:: The task ::
Only lines holding the string "construction" are wanted; copy each one from the material.

:: Given records ::

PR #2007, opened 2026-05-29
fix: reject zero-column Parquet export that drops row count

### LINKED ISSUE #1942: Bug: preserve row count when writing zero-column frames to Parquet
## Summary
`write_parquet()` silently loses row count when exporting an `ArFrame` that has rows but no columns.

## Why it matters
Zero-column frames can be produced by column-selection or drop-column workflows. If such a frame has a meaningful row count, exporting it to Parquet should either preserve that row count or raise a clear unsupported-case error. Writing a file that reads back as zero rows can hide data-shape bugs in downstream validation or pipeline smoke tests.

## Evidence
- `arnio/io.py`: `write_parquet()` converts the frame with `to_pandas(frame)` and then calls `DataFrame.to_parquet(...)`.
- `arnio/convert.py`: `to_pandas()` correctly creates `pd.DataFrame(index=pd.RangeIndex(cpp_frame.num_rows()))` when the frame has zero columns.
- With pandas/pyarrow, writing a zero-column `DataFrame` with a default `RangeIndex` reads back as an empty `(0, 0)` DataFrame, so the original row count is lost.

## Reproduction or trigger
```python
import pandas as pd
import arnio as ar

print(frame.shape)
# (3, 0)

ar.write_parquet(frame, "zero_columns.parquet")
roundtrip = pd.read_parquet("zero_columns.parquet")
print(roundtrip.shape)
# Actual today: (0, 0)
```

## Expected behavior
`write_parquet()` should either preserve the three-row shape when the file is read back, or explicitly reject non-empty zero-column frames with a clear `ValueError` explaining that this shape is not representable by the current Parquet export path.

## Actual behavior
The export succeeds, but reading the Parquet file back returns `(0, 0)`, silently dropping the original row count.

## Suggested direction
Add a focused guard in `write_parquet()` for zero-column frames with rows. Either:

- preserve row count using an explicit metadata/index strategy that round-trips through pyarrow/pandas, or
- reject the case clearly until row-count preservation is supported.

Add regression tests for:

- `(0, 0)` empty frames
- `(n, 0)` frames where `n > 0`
==
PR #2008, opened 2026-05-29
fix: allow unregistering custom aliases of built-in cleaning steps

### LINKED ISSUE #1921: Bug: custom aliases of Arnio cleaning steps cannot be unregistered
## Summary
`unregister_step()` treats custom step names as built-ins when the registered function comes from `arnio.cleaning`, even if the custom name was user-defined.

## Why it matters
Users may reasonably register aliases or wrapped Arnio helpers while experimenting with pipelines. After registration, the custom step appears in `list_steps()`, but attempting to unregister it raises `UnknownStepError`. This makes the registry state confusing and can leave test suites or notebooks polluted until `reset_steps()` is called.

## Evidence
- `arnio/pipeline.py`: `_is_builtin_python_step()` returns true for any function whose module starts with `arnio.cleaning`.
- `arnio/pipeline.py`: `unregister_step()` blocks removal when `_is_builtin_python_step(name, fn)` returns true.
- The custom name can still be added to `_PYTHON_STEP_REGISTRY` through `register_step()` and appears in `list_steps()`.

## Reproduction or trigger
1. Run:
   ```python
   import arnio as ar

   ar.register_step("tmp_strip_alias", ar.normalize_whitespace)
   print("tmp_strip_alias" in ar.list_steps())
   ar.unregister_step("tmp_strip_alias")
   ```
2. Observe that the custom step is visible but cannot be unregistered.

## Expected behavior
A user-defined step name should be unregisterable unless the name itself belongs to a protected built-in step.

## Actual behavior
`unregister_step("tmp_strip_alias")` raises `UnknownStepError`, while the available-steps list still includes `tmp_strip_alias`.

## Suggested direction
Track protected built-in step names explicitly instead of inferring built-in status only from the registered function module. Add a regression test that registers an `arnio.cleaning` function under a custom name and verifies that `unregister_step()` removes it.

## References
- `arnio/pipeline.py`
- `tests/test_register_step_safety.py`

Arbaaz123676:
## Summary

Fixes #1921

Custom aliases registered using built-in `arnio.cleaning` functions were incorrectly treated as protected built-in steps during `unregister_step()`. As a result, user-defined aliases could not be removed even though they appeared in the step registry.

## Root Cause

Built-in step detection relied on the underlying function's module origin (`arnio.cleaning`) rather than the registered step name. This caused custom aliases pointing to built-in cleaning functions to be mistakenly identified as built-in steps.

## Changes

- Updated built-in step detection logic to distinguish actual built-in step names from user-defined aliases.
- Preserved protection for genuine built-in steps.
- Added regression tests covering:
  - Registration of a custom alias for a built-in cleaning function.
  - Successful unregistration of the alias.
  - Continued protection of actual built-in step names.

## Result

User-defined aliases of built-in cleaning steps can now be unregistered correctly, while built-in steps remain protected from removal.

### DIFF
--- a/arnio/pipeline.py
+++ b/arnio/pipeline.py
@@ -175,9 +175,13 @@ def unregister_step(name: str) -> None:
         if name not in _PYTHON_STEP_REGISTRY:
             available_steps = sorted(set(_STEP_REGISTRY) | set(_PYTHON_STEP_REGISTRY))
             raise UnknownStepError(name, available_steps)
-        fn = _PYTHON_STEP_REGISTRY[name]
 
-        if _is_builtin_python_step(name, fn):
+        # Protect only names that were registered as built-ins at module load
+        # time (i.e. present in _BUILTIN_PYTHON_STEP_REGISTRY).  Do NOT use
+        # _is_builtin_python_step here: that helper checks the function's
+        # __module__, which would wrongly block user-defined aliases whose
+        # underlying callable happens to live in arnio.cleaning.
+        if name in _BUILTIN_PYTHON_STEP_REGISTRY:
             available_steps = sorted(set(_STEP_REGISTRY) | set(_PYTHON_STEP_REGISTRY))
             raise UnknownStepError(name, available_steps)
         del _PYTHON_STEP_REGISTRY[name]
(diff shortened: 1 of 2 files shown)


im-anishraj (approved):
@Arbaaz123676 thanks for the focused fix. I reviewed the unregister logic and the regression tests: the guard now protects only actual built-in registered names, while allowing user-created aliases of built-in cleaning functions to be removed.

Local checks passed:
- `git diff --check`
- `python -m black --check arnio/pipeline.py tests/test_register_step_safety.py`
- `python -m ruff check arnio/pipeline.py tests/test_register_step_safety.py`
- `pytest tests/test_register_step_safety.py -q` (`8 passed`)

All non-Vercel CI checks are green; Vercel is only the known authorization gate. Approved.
--
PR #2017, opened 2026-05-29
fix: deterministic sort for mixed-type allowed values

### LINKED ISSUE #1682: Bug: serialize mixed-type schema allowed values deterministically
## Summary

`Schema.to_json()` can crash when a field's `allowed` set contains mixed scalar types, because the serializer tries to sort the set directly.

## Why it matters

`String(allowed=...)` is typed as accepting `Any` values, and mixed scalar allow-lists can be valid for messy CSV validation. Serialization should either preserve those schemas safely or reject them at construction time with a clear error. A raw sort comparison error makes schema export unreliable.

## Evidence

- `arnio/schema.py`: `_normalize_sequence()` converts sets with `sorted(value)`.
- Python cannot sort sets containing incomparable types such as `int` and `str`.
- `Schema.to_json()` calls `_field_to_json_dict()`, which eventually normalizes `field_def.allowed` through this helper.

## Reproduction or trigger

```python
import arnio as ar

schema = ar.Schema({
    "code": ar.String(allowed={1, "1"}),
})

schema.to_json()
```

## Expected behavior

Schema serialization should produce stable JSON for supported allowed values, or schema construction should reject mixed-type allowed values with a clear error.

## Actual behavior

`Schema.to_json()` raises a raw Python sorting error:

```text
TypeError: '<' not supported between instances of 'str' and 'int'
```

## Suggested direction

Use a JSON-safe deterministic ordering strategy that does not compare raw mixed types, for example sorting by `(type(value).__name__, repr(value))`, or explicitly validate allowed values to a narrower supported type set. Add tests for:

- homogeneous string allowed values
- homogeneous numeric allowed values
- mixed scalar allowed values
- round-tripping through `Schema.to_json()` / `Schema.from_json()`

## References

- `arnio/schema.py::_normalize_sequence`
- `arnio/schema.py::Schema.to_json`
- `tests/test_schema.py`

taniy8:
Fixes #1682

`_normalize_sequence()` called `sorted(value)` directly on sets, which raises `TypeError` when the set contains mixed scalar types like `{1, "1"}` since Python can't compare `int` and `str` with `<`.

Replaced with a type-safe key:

:: Result ::
`String(allowed=...)` is typed as accepting `Any` values, and mixed scalar allow-lists can be valid for messy CSV validation. Serialization should either preserve those schemas safely or reject them at construction time with a clear error. A raw sort comparison error makes schema export unreliable.
Schema serialization should produce stable JSON for supported allowed values, or schema construction should reject mixed-type allowed values with a clear error.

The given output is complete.